### [Source data]
PR #3653, opened 2022-04-06
Actually make a new bwdserver deployment

pbiggar:
This makes a new BwdServer service, ingress, and deployment, all in the darklang namespace.

The purpose is twofold:
- safely add a cloud armor config (without risking doing something to the existing builtwithdark.com ingress)
- provide something where users can test against without converting their app over (here they can test with a new IP address and specifying the host)

This does not yet add cloud armor, which I'm looking into and plan to do later in another PR.

As of now the IP address is 34.120.181.153


services/bwdserver-deployment-darklang/bwdserver-deployment.template.yaml
```diff
@@ -2,13 +2,13 @@ apiVersion: apps/v1
...
   name: bwdserver-deployment
-  namespace: default
+  namespace: darklang
   annotations:
     kubernetes.io/change-cause: "{ARG:CHANGE_CAUSE}"
 
 spec:
   revisionHistoryLimit: 10
-  replicas: 3
+  replicas: 1 # FSTODO
```
StachuDotNet, line 11: Is this to "see how we do with only 1" and update if necessary?

scripts/deployment/shipit
```diff
@@ -872,96 +858,147 @@ properties:
...
-      bad(f"Error in {dir}/shipit.yaml:\n  {e}")
+  k8s = config['k8s']
 
-    k8s = config['k8s']
+  namespace = k8s.get("namespace")
+  if namespace is None:
+    bad(f"missing namespace field in {dir}/shipit.yaml")
+  else:
+    if not re.match(r"^([-a-z0-9]+)$", namespace):
+      bad(f"namespace \"{namespace}\" not in valid")
```
StachuDotNet, line 928:
```suggestion
      bad(f"namespace \"{namespace}\" not valid")
```

services/bwdserver-deployment-darklang/bwdserver-deployment.template.yaml
```diff
@@ -0,0 +1,362 @@
...
+          # ---------------------
+          imagePullPolicy: Always
+          securityContext:
+            allowPrivilegeEscalation: false
+            capabilities:
+              drop:
+                - NET_RAW # https://docs.bridgecrew.io/docs/bc_k8s_27
+            privileged: false
+            # this is expected to run as root. We're getting rid of the container
+            # soon so not worth fixing.
```
StachuDotNet, line 180: Can you elaborate here?
Is it _currently_ running as root and we want to not run as root? and the comment here is that it's not worth fixing the existing/old container?

services/bwdserver-deployment-darklang/bwdserver-deployment.template.yaml
```diff
@@ -0,0 +1,362 @@
...
+          # ---------------------
+          # Environment
+          # ---------------------
+          envFrom:
+            - configMapRef:
+                name: "{VERSIONED-CONFIGMAP:app-config}"
+          env:
+            - name: DARK_CONFIG_RUNNING_IN_GKE
+              value: "true"
+            # database - we don't use it, but we need to connect to it
```
StachuDotNet, line 235: Why do we need to connect to it?

services/bwdserver-deployment-darklang/bwdserver-service-backendconfig.yaml
```diff
@@ -0,0 +1,22 @@
...
+    port: 30212 # the nodeport from bwdserver-service
+    # Host is not allowed here, but it has been manually set on this healthcheck so
+    # that the server can recognize this is a healthcheck and not a granduser request
+    # host: gce-ingress-healthcheck
+    healthyThreshold: 1
+    unhealthyThreshold: 1
+  logging:
+    # Changing this setting didn't seem to do anything - I needed to Edit it in the
+    # GCP web console (or presumably using the gcloud command line utilily)
+    # Note that only a change is status is logged.
```
StachuDotNet, line 21:
```suggestion
    # Note that only a change in status is logged.
```
?

StachuDotNet (approved):
Reviewed to the best of my current ability, though certainly a bit kubernetes-lost.

services/bwdserver-deployment-darklang/bwdserver-deployment.template.yaml
pbiggar: the legacyserver connection to the DB is deep deep in Libbackend, and cutting it out is very hard. But why bother when we're going to delete it.

services/bwdserver-deployment-darklang/bwdserver-deployment.template.yaml
pbiggar: This is copied from the old config. I did a pass to make it as secure as possible a while back, including getting as many containers as possible not running as root. However, legacyserver expects to run as root because we run everything in ocaml using `sudo`.

Issue #3270, opened 2017-11-21
Change the _get_intra_event_std function of ASK14 (GMPE)


g-weatherill:
In the Abrahamson et al (2014) GMPE the `_get_intra_event_std` function raises an error if the `phi_al` term is less than the `phi_amp` term to avoid taking the square root of a negative number (https://github.com/gem/oq-engine/blob/master/openquake/hazardlib/gsim/abrahamson_2014.py#L364). This situation happens for IMTs with periods longer than 5 and for magnitudes smaller than about 4.3 - 4.4. 

The authors of the GMPE have addressed this in their hazard code, and simply set `phi_amp` to be `0.99 * phi_al` in this circumstance (https://github.com/abrahamson/HAZ/blob/master/HAZ%20files/NGAWest2.F#L3098). As raising an error causes the calculation to fail for reasons that might be cryptic to the users, I recommend to adopt the same adjustment here rather than raising an error.

mmpagani:
I’m fine with the suggested adjustment.
m

PR #3316, opened 2017-12-13
Fixes ASK14 GMPE behaviour to remove ValueError

g-weatherill:
Closes https://github.com/gem/oq-engine/issues/3270

When presented with small magnitudes at long periods the Abrahamson et al. (2014) GMPE provides erroneous (i.e. complex) values for intra-event standard deviation. Currently this is caught by raising a ValueError, breaking the calculation. However, as noted in https://github.com/gem/oq-engine/issues/3270 the GMPE authors themselves catch this case by reducing the `phi_amp` term so that it is fractionally smaller than `phi_al`, preventing this from happening. The PR implements this adjustment.


micheles:
LGTM on my part

mmpagani:
LGTM

PR #3329, opened 2017-12-20
Allow more control over figures in HMTK

nackerley:
I have made some of the HMTK plotting routines more flexible, primarily by allowing the user to pass a Axes object into which the data is to be plotted, allowing multiple similar plots to be plotted into the same Figure, for example. 

A few other minor improvements:
- Made colouring of lines in create_stepp_plot() predictable instead of random (@g-weatherill)
- Made filename optional in create_stepp_plot()
- Removed some problematic hardcoding of fontsize
- Made latitude/longitude grid spacing configurable in HMTKBasemap.
- Added simplify() method to Stepp1971 which removes redundant entries from automatically-generated completeness tables, making Stepp plots more readable

It is tricky to test plotting routines - there are no HMTK plot tests to update - so I haven't added any. I have informally tested everything I am pushing, at least. I could add a test for the simplification of completeness tables, if the maintainer thinks that would be helpful.

### DIFF
--- a/openquake/hmtk/plotting/mapping.py
+++ b/openquake/hmtk/plotting/mapping.py
@@ -96,7 +96,8 @@ class HMTKBaseMap(object):
     Class to plot the spatial distribution of events based in the Catalogue
     imported from openquake.hmtk.
     '''
-    def __init__(self, config, title, dpi=300, lat_lon_spacing=2.):
+    def __init__(self, config,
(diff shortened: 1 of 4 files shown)


micheles:
The tests are green, LGTM too. Merry Christmas!

nackerley:
And happy new year!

### [How to complete this task]
Transcribe each record exactly as it is written above.

### [Output of the task]
PR #3653, opened 2022-04-06
Actually make a new bwdserver deployment

pbiggar:
This makes a new BwdServer service, ingress, and deployment, all in the darklang namespace.

The purpose is twofold:
- safely add a cloud armor config (without risking doing something to the existing builtwithdark.com ingress)
- provide something where users can test against without converting their app over (here they can test with a new IP address and specifying the host)

This does not yet add cloud armor, which I'm looking into and plan to do later in another PR.

As of now the IP address is 34.120.181.153


services/bwdserver-deployment-darklang/bwdserver-deployment.template.yaml
```diff
@@ -2,13 +2,13 @@ apiVersion: apps/v1
...
   name: bwdserver-deployment
-  namespace: default
+  namespace: darklang
   annotations:
     kubernetes.io/change-cause: "{ARG:CHANGE_CAUSE}"
 
 spec:
   revisionHistoryLimit: 10
-  replicas: 3
+  replicas: 1 # FSTODO
```
StachuDotNet, line 11: Is this to "see how we do with only 1" and update if necessary?

scripts/deployment/shipit
```diff
@@ -872,96 +858,147 @@ properties:
...
-      bad(f"Error in {dir}/shipit.yaml:\n  {e}")
+  k8s = config['k8s']
 
-    k8s = config['k8s']
+  namespace = k8s.get("namespace")
+  if namespace is None:
+    bad(f"missing namespace field in {dir}/shipit.yaml")
+  else:
+    if not re.match(r"^([-a-z0-9]+)$", namespace):
+      bad(f"namespace \"{namespace}\" not in valid")
```
StachuDotNet, line 928:
```suggestion
      bad(f"namespace \"{namespace}\" not valid")
```

services/bwdserver-deployment-darklang/bwdserver-deployment.template.yaml
```diff
@@ -0,0 +1,362 @@
...
+          # ---------------------
+          imagePullPolicy: Always
+          securityContext:
+            allowPrivilegeEscalation: false
+            capabilities:
+              drop:
+                - NET_RAW # https://docs.bridgecrew.io/docs/bc_k8s_27
+            privileged: false
+            # this is expected to run as root. We're getting rid of the container
+            # soon so not worth fixing.
```
StachuDotNet, line 180: Can you elaborate here?
Is it _currently_ running as root and we want to not run as root? and the comment here is that it's not worth fixing the existing/old container?

services/bwdserver-deployment-darklang/bwdserver-deployment.template.yaml
```diff
@@ -0,0 +1,362 @@
...
+          # ---------------------
+          # Environment
+          # ---------------------
+          envFrom:
+            - configMapRef:
+                name: "{VERSIONED-CONFIGMAP:app-config}"
+          env:
+            - name: DARK_CONFIG_RUNNING_IN_GKE
+              value: "true"
+            # database - we don't use it, but we need to connect to it
```
StachuDotNet, line 235: Why do we need to connect to it?

services/bwdserver-deployment-darklang/bwdserver-service-backendconfig.yaml
```diff
@@ -0,0 +1,22 @@
...
+    port: 30212 # the nodeport from bwdserver-service
+    # Host is not allowed here, but it has been manually set on this healthcheck so
+    # that the server can recognize this is a healthcheck and not a granduser request
+    # host: gce-ingress-healthcheck
+    healthyThreshold: 1
+    unhealthyThreshold: 1
+  logging:
+    # Changing this setting didn't seem to do anything - I needed to Edit it in the
+    # GCP web console (or presumably using the gcloud command line utilily)
+    # Note that only a change is status is logged.
```
StachuDotNet, line 21:
```suggestion
    # Note that only a change in status is logged.
```
?

StachuDotNet (approved):
Reviewed to the best of my current ability, though certainly a bit kubernetes-lost.

services/bwdserver-deployment-darklang/bwdserver-deployment.template.yaml
pbiggar: the legacyserver connection to the DB is deep deep in Libbackend, and cutting it out is very hard. But why bother when we're going to delete it.

services/bwdserver-deployment-darklang/bwdserver-deployment.template.yaml
pbiggar: This is copied from the old config. I did a pass to make it as secure as possible a while back, including getting as many containers as possible not running as root. However, legacyserver expects to run as root because we run everything in ocaml using `sudo`.

Issue #3270, opened 2017-11-21
Change the _get_intra_event_std function of ASK14 (GMPE)


g-weatherill:
In the Abrahamson et al (2014) GMPE the `_get_intra_event_std` function raises an error if the `phi_al` term is less than the `phi_amp` term to avoid taking the square root of a negative number (https://github.com/gem/oq-engine/blob/master/openquake/hazardlib/gsim/abrahamson_2014.py#L364). This situation happens for IMTs with periods longer than 5 and for magnitudes smaller than about 4.3 - 4.4. 

The authors of the GMPE have addressed this in their hazard code, and simply set `phi_amp` to be `0.99 * phi_al` in this circumstance (https://github.com/abrahamson/HAZ/blob/master/HAZ%20files/NGAWest2.F#L3098). As raising an error causes the calculation to fail for reasons that might be cryptic to the users, I recommend to adopt the same adjustment here rather than raising an error.

mmpagani:
I’m fine with the suggested adjustment.
m

PR #3316, opened 2017-12-13
Fixes ASK14 GMPE behaviour to remove ValueError

g-weatherill:
Closes https://github.com/gem/oq-engine/issues/3270

When presented with small magnitudes at long periods the Abrahamson et al. (2014) GMPE provides erroneous (i.e. complex) values for intra-event standard deviation. Currently this is caught by raising a ValueError, breaking the calculation. However, as noted in https://github.com/gem/oq-engine/issues/3270 the GMPE authors themselves catch this case by reducing the `phi_amp` term so that it is fractionally smaller than `phi_al`, preventing this from happening. The PR implements this adjustment.


micheles:
LGTM on my part

mmpagani:
LGTM

PR #3329, opened 2017-12-20
Allow more control over figures in HMTK

nackerley:
I have made some of the HMTK plotting routines more flexible, primarily by allowing the user to pass a Axes object into which the data is to be plotted, allowing multiple similar plots to be plotted into the same Figure, for example. 

A few other minor improvements:
- Made colouring of lines in create_stepp_plot() predictable instead of random (@g-weatherill)
- Made filename optional in create_stepp_plot()
- Removed some problematic hardcoding of fontsize
- Made latitude/longitude grid spacing configurable in HMTKBasemap.
- Added simplify() method to Stepp1971 which removes redundant entries from automatically-generated completeness tables, making Stepp plots more readable

It is tricky to test plotting routines - there are no HMTK plot tests to update - so I haven't added any. I have informally tested everything I am pushing, at least. I could add a test for the simplification of completeness tables, if the maintainer thinks that would be helpful.

### DIFF
--- a/openquake/hmtk/plotting/mapping.py
+++ b/openquake/hmtk/plotting/mapping.py
@@ -96,7 +96,8 @@ class HMTKBaseMap(object):
     Class to plot the spatial distribution of events based in the Catalogue
     imported from openquake.hmtk.
     '''
-    def __init__(self, config, title, dpi=300, lat_lon_spacing=2.):
+    def __init__(self, config,
(diff shortened: 1 of 4 files shown)


micheles:
The tests are green, LGTM too. Merry Christmas!

nackerley:
And happy new year!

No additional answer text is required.